Records from a collection:
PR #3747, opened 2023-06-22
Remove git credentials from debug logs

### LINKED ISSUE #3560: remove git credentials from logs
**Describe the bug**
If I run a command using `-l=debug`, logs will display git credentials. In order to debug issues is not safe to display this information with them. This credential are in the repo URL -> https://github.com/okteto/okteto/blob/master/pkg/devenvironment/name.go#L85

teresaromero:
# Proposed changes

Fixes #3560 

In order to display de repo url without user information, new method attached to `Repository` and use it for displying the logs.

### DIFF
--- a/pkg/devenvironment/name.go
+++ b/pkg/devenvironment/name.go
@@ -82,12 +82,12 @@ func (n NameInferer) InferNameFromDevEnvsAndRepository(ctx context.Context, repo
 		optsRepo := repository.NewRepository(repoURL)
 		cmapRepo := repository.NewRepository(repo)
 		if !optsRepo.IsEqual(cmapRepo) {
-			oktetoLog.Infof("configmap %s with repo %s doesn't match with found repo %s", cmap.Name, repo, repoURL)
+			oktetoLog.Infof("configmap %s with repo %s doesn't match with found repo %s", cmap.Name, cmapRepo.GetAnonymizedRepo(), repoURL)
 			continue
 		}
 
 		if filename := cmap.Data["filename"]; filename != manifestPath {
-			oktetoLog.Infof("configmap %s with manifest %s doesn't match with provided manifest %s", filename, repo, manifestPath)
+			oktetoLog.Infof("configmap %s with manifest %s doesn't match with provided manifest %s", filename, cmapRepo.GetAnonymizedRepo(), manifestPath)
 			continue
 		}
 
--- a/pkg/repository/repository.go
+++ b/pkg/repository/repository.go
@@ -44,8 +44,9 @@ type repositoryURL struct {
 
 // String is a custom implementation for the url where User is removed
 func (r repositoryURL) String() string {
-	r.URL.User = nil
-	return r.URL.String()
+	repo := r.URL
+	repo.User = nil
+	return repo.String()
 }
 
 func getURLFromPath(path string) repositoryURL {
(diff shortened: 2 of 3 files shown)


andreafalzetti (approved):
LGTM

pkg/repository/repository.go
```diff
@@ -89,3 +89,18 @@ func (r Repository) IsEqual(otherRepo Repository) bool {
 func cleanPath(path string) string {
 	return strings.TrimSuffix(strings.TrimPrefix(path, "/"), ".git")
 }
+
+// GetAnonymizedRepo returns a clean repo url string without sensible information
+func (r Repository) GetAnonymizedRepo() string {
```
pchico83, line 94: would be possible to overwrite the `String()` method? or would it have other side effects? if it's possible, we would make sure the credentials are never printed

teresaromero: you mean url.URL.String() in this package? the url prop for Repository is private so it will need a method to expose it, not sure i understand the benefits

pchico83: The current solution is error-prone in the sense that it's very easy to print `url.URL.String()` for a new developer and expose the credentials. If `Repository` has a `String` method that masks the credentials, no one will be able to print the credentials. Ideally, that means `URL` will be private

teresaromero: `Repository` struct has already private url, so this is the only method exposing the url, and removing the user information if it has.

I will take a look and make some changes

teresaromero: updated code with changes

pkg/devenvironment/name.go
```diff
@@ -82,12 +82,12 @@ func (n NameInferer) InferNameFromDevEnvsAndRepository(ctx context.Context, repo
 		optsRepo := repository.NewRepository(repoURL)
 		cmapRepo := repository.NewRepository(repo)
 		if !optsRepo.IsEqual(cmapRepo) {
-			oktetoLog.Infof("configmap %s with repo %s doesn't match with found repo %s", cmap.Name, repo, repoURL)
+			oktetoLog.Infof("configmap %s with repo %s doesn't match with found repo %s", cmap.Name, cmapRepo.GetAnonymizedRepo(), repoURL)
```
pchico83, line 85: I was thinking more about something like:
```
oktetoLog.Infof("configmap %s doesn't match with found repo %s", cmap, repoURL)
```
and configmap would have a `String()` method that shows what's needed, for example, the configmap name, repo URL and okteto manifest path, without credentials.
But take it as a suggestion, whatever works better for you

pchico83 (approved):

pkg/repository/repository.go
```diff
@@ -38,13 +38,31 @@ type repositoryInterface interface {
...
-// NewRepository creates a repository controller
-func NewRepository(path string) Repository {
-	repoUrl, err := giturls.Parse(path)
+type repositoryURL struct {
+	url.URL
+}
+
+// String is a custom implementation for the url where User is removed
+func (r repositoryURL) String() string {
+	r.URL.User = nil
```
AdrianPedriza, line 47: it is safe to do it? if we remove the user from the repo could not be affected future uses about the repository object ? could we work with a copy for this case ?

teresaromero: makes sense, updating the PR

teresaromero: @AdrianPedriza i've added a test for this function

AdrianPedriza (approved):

* * *

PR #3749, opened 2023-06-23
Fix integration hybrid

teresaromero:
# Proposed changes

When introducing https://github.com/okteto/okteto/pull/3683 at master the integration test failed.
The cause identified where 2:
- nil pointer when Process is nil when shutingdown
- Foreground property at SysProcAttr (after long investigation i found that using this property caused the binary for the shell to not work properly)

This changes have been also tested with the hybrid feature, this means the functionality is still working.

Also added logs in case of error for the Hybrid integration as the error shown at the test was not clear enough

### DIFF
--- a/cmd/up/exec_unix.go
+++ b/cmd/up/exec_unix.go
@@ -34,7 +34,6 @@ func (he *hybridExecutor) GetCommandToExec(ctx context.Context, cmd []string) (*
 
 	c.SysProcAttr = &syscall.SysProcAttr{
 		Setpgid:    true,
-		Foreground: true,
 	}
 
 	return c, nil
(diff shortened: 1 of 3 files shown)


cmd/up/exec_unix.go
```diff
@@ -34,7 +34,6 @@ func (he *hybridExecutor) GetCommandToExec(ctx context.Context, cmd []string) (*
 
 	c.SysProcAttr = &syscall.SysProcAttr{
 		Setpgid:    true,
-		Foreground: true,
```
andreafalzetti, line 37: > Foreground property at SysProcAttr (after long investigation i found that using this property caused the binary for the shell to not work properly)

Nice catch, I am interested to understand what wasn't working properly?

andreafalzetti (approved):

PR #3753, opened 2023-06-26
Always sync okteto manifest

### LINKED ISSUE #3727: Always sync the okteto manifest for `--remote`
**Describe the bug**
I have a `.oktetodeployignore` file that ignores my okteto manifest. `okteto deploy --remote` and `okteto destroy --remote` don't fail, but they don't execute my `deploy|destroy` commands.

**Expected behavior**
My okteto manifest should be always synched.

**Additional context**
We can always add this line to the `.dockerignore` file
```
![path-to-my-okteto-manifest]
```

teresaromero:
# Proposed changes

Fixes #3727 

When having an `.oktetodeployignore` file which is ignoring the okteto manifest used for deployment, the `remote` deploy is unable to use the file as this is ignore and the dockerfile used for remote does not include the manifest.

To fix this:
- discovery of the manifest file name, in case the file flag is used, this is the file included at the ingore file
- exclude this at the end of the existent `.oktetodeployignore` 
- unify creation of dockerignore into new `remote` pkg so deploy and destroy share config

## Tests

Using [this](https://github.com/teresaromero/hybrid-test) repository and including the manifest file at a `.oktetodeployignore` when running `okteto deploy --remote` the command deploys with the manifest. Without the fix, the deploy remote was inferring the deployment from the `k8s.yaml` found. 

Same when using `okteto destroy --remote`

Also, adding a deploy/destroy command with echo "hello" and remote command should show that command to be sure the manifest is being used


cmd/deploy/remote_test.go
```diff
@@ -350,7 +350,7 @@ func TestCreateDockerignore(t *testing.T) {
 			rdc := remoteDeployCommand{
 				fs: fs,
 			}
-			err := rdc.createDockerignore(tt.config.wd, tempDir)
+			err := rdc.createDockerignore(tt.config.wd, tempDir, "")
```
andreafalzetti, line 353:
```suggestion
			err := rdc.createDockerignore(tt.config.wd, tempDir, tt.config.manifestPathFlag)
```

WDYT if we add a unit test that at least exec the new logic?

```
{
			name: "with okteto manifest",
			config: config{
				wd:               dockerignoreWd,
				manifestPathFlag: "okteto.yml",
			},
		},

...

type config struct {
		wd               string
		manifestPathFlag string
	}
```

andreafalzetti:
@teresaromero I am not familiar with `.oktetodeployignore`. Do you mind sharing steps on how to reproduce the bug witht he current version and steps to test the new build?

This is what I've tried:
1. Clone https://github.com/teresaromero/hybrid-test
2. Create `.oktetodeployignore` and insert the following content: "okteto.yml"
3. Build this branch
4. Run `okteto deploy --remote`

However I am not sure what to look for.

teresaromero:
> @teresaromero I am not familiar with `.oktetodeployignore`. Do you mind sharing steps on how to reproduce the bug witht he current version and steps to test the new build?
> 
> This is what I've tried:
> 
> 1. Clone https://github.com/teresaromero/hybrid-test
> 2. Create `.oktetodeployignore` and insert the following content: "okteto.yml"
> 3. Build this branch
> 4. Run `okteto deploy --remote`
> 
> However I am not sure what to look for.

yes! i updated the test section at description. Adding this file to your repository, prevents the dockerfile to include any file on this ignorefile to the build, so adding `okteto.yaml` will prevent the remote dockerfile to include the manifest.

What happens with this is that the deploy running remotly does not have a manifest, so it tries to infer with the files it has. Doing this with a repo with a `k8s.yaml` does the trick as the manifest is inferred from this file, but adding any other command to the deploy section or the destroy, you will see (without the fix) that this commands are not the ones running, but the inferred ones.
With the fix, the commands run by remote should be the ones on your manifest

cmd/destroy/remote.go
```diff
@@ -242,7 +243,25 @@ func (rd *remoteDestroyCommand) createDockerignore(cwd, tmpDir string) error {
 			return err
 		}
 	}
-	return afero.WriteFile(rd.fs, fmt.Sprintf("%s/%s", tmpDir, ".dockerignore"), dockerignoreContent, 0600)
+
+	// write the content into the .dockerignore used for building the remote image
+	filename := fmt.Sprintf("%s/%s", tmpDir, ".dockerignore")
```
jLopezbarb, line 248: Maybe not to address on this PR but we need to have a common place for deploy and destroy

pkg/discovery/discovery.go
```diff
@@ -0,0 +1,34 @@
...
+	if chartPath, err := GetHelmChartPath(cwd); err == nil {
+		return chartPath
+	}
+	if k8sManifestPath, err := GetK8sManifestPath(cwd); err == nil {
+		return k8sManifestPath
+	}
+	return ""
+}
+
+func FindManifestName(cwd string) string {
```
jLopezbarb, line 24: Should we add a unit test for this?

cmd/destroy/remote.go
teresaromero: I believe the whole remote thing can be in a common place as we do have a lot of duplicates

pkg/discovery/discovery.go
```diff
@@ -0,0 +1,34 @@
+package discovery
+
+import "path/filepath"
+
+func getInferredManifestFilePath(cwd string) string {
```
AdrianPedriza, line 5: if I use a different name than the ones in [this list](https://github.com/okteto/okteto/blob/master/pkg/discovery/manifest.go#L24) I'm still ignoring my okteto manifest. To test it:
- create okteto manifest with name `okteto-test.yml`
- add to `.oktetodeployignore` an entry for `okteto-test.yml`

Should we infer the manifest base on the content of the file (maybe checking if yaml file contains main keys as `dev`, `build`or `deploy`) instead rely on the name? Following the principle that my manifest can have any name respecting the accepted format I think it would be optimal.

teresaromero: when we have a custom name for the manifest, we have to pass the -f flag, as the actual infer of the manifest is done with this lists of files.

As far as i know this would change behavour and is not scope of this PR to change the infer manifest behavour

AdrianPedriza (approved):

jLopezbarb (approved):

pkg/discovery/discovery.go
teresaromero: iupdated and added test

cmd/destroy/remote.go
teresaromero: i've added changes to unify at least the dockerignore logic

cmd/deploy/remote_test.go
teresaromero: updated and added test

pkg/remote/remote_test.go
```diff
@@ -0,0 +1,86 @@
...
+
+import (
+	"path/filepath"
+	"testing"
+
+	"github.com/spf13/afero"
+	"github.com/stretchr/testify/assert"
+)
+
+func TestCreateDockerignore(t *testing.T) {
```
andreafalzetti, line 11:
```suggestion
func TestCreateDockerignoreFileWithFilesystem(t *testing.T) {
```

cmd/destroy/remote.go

Your assignment.
Throughout the records above, find the lines in which the word "expose" appears and return them.

Solution to the problem.
teresaromero: you mean url.URL.String() in this package? the url prop for Repository is private so it will need a method to expose it, not sure i understand the benefits
pchico83: The current solution is error-prone in the sense that it's very easy to print `url.URL.String()` for a new developer and expose the credentials. If `Repository` has a `String` method that masks the credentials, no one will be able to print the credentials. Ideally, that means `URL` will be private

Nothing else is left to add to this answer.